== RECORD EXCERPTS ==

PR #30, opened 2022-01-11
Add lib/pq listener

jonyoder:
Adds a beta `lib/pq` listener implementation. So far, this has only been unit tested; we need further testing to prove that it works reliably.

### DIFF
--- a/pkg/rsnotify/pqlistener/pqlistener.go
+++ b/pkg/rsnotify/pqlistener/pqlistener.go
@@ -1,0 +1,204 @@
+package pqlistener
+
+/* pqlistener.go
+ *
+ * Copyright (C) 2021 by RStudio, PBC
+ * All Rights Reserved.
+ *
+ * NOTICE: All information contained herein is, and remains the property of
+ * RStudio, PBC and its suppliers, if any. The intellectual and technical
+ * concepts contained herein are proprietary to RStudio, PBC and its suppliers
+ * and may be covered by U.S. and Foreign Patents, patents in process, and
+ * are protected by trade secret or copyright law. Dissemination of this
+ * information or reproduction of this material is strictly forbidden unless
+ * prior written permission is obtained.
+ */
+
+import (
+	"context"
+	"encoding/json"
+	"fmt"
+	"log"
+	"reflect"
+	"time"
+
+	"github.com/lib/pq"
+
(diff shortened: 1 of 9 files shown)


pkg/rsnotify/pqlistener/pqlistener.go
```diff
@@ -0,0 +1,204 @@
...
+	l.ip = ""
+	l.conn, err = l.factory.NewListener()
+	if err != nil {
+		return fmt.Errorf("error acquiring native connection: %s", err)
+	}
+
+	// Get the connection's IP
+	l.ip, err = l.factory.IP()
+	if err != nil {
+		return
```
kfeinauer, line 140:
```suggestion
		return fmt.Errorf("error determining listener IP address: %s", err)
```
Do we want to use this idiom here?

pkg/rsnotify/pqlistener/pqlistener.go
```diff
@@ -0,0 +1,204 @@
...
+		errs <- fmt.Errorf("error unmarshalling JSON: %s", err)
+		return
+	}
+	if unmarshaller, ok := l.unmarshallers[input.Type()]; ok {
+		err = unmarshaller(input, payloadBytes)
+		if err != nil {
+			errs <- fmt.Errorf("error unmarshalling with custom unmarshaller: %s", err)
+			return
+		}
+		l.Debugf("Unmarshalled notification of type %d with registered unmarshaller", input.Type())
```
kfeinauer, line 184: Should we mention the unmarshaller type here? Might be valuable information.

kfeinauer (approved):

pkg/rsnotify/pqlistener/pqlistener.go
jonyoder: Will do!

pkg/rsnotify/pqlistener/pqlistener.go
jonyoder: An unmarshaller is a function, so I'm not sure that would be useful: https://github.com/rstudio/platform-lib/blob/4cf2da70d4cbc461b6bd0480e347ae78a718cd89/pkg/rsnotify/listener/listener.go#L32.

That said, maybe we can eventually work on a way to name the unmarshallers for better reporting.

jonyoder:
Merged with #33.

PR #34, opened 2022-01-13
Create a CapturingLogger following the logging standards

eduardocfalcao:
This PR attempts to create a new `CapturingLogger` that follows the logging standards.

So it's being added:
 - Deprecating all the old capturing, recording, or kind of logger.
 - Creating a new CapturingLogger, that follows the new standard.
 - Creating a CompositeLogger, making it possible to create a group of loggers to substitute loggers like `CapturingPassthroughLogger`.
 - Removing the `CapturingPassthroughLogger`. Since it was being in use just in one place, that will be replaced by the new `CapturingLogger`.
 - Adding unit tests for the new loggers
 - Adding new examples of usage at the sample app.


jonyoder (changes requested):
Looks great! I noticed a few small things to fix, but nothing big.

marcosnav (approved):

PR #35, opened 2022-01-13
Split into multiple Go modules

jonyoder:
To avoid dependency issues, this splits the packages into multiple Go modules. For a similar layout, see the AWS SDK https://github.com/aws/aws-sdk-go-v2.


eduardocfalcao (approved):
Great work! :+1:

===

### ABOUT THIS EXERCISE
Go through the material and copy each line that contains "loggers".

### ANSWER TO THIS EXERCISE
 - Creating a CompositeLogger, making it possible to create a group of loggers to substitute loggers like `CapturingPassthroughLogger`.
 - Adding unit tests for the new loggers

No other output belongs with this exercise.